Large batch fetches amortize these costs and latencies across more data. Whether reading from the hot path (cache) or cold path (object storage), larger batches are more efficient.

> **Note:** The hot/cold path distinction affects where data comes from, not how consumers should be configured. A consumer catching up will transition from cold path to hot path as it reaches recent data, but the same throughput-oriented configuration works well for both scenarios.

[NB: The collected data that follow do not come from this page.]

Issue #363, opened 2024-03-06
On RabbitMQ restart, Updated Secret is not picked during connection recovery, resulting in broken publishers and subscribers


vivek-singh2:
### Describe the bug

We are using SuperStream and using RabbitMQ version 3.13.0, Erlang 26.2.2 and stream-dotnet-client 1.8.1
Authentication to RabbitMQ is being done using IDS. Update secret keeps on working until RabbitMQ server gets restarted. In case of restart (after original token expires) publisher/subscribers do not reconnect. Please see Reproduction steps for exact details.

Please use below repo to test this-

https://github.com/lngvivek/UpdateSecretIssueTest/tree/main/Test

### Reproduction steps

Token Life time is 15 min.

1. At 14:30, Connections were created (Subscribers and Publishers)
2. At 14:35 restarted Rabbit then Subscribers and Publishers recovered successfully.
3. At 14:37 (Secret was refreshed successfully. Refreshed it few mins before expiry)
4. AT 14:47 (after 17 mins of original connection, restarted Rabbit Again. This time consumer/pub do not reconnect and remain disconnected forever)

### Expected behavior

Subscribers and Publisher connections should be recoverd.

Gsantomaggio:
It could fail until you will exedatepdate secrets again. 
You can check the  [status change event here](https://github.com/rabbitmq/rabbitmq-stream-dotnet-client/blob/main/docs/ReliableClient/BestPracticesClient.cs#L207) for producer and consumer.

Play with these events can help to request the secret. 
Note: Don't put blocking code on the events

PR #364, opened 2024-03-06
Updated Secret try to reconnect the client 

Gsantomaggio:
fixes https://github.com/rabbitmq/rabbitmq-stream-dotnet-client/issues/363

The new password is set before trying to reconnect


vivek-singh2:
Thanks @Gsantomaggio 
Tested latest commit by breaking connection with RabbitServer (Didn't restart Rabbit Server) Pub/Sub connections were recovered.

PR #367, opened 2024-03-14
Add missing ReadUuid.

bangjiehan:
Read UUID as 16-length byte array.


bangjiehan:
There might be some endianness problem about .Net GUID struct so return raw byte array just for now.

Gsantomaggio:
Thanks for the PR @bangjiehan .
May I ask to ask to add a test for it? If you have a way to generate a message with UUID you can do like I did here: 
https://github.com/rabbitmq/rabbitmq-stream-dotnet-client/blob/main/Tests/Amqp10Tests.cs#L300

>struct so return raw byte array just for now.

I Agree with that

Gsantomaggio (approved):

Gsantomaggio:
Thank you @bangjiehan !

PR #368, opened 2024-03-18
Read VersionString from AssemblyInformationalVersionAttribute (#365)

doerig:
Read VersionString from AssemblyInformationalVersionAttribute instead of FileVersionInfo


lukebakken (approved):
Thank you @doerig! We appreciate contributions from the community!

Issue #371, opened 2024-04-11
Receiving AmqpParseException: Read Any: Invalid type: 208 after upgrading to RabbitMQ 3.13.1


ngbrown:
### Describe the bug

I upgraded a RabbitMQ cluster to 3.13.1 and my client using `RabbitMQ.Stream.Client` version `1.8.2` started throwing exceptions:

> Error while parsing message "Consumer id 0 for stream: stream-overview, identifier: , reference: table-consumer-stream-overview, OffsetSpec RabbitMQ.Stream.Client.OffsetTypeOffset Client ProvidedName dotnet-stream-consumer-stream-overview-00d3, No SuperStream, IsSingleActiveConsumer: False, Token IsCancellationRequested: False ".  The message will be skipped. Please report this issue to the RabbitMQ team on GitHub "https://github.com/rabbitmq/rabbitmq-stream-dotnet-client/issues"

with the following stack trace:

```
RabbitMQ.Stream.Client.AMQP.AmqpParseException: Read Any: Invalid type: 208
   at RabbitMQ.Stream.Client.AMQP.AmqpWireFormatting.ReadAny(SequenceReader`1& reader, Object& value) in /_/RabbitMQ.Stream.Client/AMQP/AmqpWireFormattingRead.cs:line 65
   at RabbitMQ.Stream.Client.AMQP.Map`1.Parse[T](SequenceReader`1& reader, Int32& byteRead) in /_/RabbitMQ.Stream.Client/AMQP/Map.cs:line 31
   at RabbitMQ.Stream.Client.RawConsumer.<>c__DisplayClass14_0.<ParseChunk>g__MessageFromSequence|0(ReadOnlySequence`1& unCompressedData, Int32& compressOffset) in /_/RabbitMQ.Stream.Client/RawConsumer.cs:line 266
```

### Reproduction steps

Connect to a stream on RabbitMQ 3.13.1, where the data is bound to an exchange that is either shoveled or federated with another cluster that is providing the data on it's own exchange (3.12.x in this case). Clients are providing data to the exchange on the source cluster.

### Expected behavior

Work correctly with new versions of RabbitMQ.

### Additional context

I did not enable any new feature flags after upgrading. All feature flags were enabled in 3.12.12. I did turn on the configuration `classic_queue.default_version = 2` as part of the upgrade. (Tried again without this configuration, doesn't make a difference).

Gsantomaggio:
Can you please elaborate more?
[...]

PR #372, opened 2024-04-11
Update ReadAny to skip over lists and maps

ngbrown:
Addresses #371 enough to at least get the client working again with RabbitMQ 3.13.

For now, this just returns `null` as the value for lists and maps. The project can decide how to correctly handle this, since the `x-received-from` message annotation has the following structure:

```json
{
  "x-received-from": [
    {
      "uri": "amqp://something",
      "exchange": "events",
      "redelivered": true,
      "cluster-name": "rabbit@something",
      "vhost": "./"
    }
  ]
}
```

The `x-shoveled` header has the following structure:

```json
{
  "x-shovelled": [
    {
      "shovelled-by": "rabbit@820c50d2107b",
      "shovel-type": "dynamic",
      "shovel-name": "events-from-...",
      "shovel-vhost": "./",
      "src-uri": "amqp://somewhere",
      "dest-uri": "amqp://",
      "src-exchange": "events",
      "src-exchange-key": "#",
      "dest-exchange": "events"
    }
  ]
}
```

But since the message annotation of AMQP 1.0 is completely flexible, this client shouldn't lock into just the current value types. Maybe return generic `List<object>` and `Dictionary<string, object>`?


Gsantomaggio:
According to the AMQP 1.0 specification, ' application properties` are only flat values; `annotations` can be flat and list.

https://www.rabbitmq.com/docs/conversions#amqpl-amqp

The current parser handles all the maps in the same way. We'd need to distingue when we are parsing:
 `application properties`  or `annotations` in the first case your fix is correct. In the second case, we should handle it ( like you are doing in the other branch ) 




thank you for the fix

Gsantomaggio (approved):
It is ok for the Application Properties

Gsantomaggio:
FYI for the moment : https://github.com/rabbitmq/rabbitmq-stream-dotnet-client/releases/tag/v1.8.3 

Thank you for the fix

PR #380, opened 2024-05-22
remove the LastOffset()

Gsantomaggio:
The method name may be misleading. It does not indicate the last offset of the stream. It indicates the last uncommited chunk id. This information is not necessary. The user should use CommittedChunkId().


Gsantomaggio:
@lukebakken, I'm not sure why it happened. It changed the file as soon as I downloaded the repo.

Issue #242, opened 2019-02-25
WFDB-compatible directory/URL structure


bemoody:
URLs such as 'https://physionet.org/physiobank/database/mitdb/100.hea'
must be maintained.

Likewise 'https://physionet.org/physiobank/database/wfdbcal',
'https://physionet.org/physiobank/database/DBS' and possibly other
things.

/physiobank/database/ could in theory be a symlink to some other
location if you think that's prettier.  But, to make lightwave (and
future things) work in a sane way, we do actually want to have a
single directory containing

    DBS
    mitdb/RECORDS
    mitdb/100.hea
    mitdb/100.dat
    mimic3wdb/RECORDS
    mimic3wdb/30/3000003/3000003_0008.hea

and so forth...

bemoody:
It's also worth mentioning that for security, the main PhysioBank
directory must never contain data for unpublished projects, even if
restricted by filesystem or webserver permissions.

We want to know that if sandboxed-lightwave (or anything else: rsync
server, sftp server, bittorrent server, ...) chroots into that
directory, it will be incapable of accessing any private data.

I doubt this will ever be an issue but I figured it was worth pointing
out.

Issue #230, opened 2019-02-21
Public resources must be accessible via HTTP


bemoody:
http://alpha.physionet.org/static/published-projects/mitdb/files/233.hea
gives a 301 redirection to https://...

Public resources must be accessible via HTTP.  Although it's
arguably not a great idea for clients not to support HTTPS, it's
often impossible to do so in a way that's future-proof, let alone
in a way that will both provide security for normal users, and
also work correctly in fascist-firewall environments.

And for many (most?) users, encryption of public resources is
nothing but a needless hassle.

Issue #217, opened 2019-02-12
Handling data requests from wfdb packages


tompollard:
Various tools in the wfdb package allow people to download data from the servers. e.g. 

```py
>>> wfdb.dl_files('ahadb', os.getcwd(),
                  ['STAFF-Studies-bibliography-2016.pdf', 'data/001a.hea',
                  'data/001a.dat'])
```

We need to decide how to handle this (e.g. redirect requests to cloud servers and/or add fix to the wfdb packages). https://github.com/MIT-LCP/physionet-build/issues/174 seems related.

cx1111:
It's not wfdb's fault! :(

All joking aside, yea it needs to come with a more clear option to replace the origin. A guy actually requested this feature which I implemented a few months ago. We can do something similar with the new PhysioNet download API.

tompollard:
ha, sorry...fix was the wrong word!

PR #381, opened 2019-04-16
URL compatibility fixes

bemoody:
* HTTP access to public data (issue #230).

(It'd be better to move this configuration to a separate file
rather than duplicating it in both server blocks...)

* WFDB access (/physiobank/database/ alias) (issues #217, #242).

The /physiobank/database/ directory, and DBS file, should really
be managed by the project publication process, but in order to
quickly get things to a usable state, we can create the directory
by hand for now.

* /physiotools/ alias for existing PhysioTools files that need to
be kept where they are.

### DIFF
--- a/deploy/physionet_nginx.conf
+++ b/deploy/physionet_nginx.conf
@@ -26,6 +26,17 @@ server {
         alias /data/pn-static/published-projects;
     }
 
+    location /physiobank/database {
+        autoindex on;
+        alias /data/pn-static/physiobank/database;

#### Monitoring the Read Path

Four metrics track hot/cold path behavior:

| Metric | Type | Description |
|--------|------|-------------|
| `RecentDataRequestRate` | Meter | Hot path request rate (recent data) |
| `LaggingConsumerRequestRate` | Meter | Cold path request rate (all lagging requests) |
| `LaggingConsumerRejectedRate` | Meter | Rejection events (queue full or executor shutdown) |
| `LaggingRateLimitWaitTime` | Histogram | Rate limit wait times |

**What to watch:**

- **High `LaggingConsumerRejectedRate`**: Consider increasing thread pool size or rate limit
- **High `LaggingRateLimitWaitTime`**: Indicates rate limiting is actively throttling requests (expected behavior under load)
- **Ratio of recent vs lagging requests**: Helps understand workload patterns and tune thresholds

#### Why Hot/Cold Separation Matters

**Before hot/cold separation**, when lagging consumers were active (e.g., during backfills):

- Unpredictable, severe performance spikes (producer latencies could spike to 40+ seconds)
- Complete producer blocking due to resource contention
- All consumers affected by resource contention
- Cache pollution: lagging consumer data evicting recent data

**After hot/cold separation**:

- Stable, predictable performance with controlled degradation
- Producers and tail-consumers (those reading recent data) maintain consistent performance
- Backfill jobs run at a stable, controlled rate
- Resource isolation prevents cascading failures

> **Key insight**: End-to-end latency may not improve in absolute terms, but **severe degradation and instability are removed entirely**. The system becomes predictable and controllable.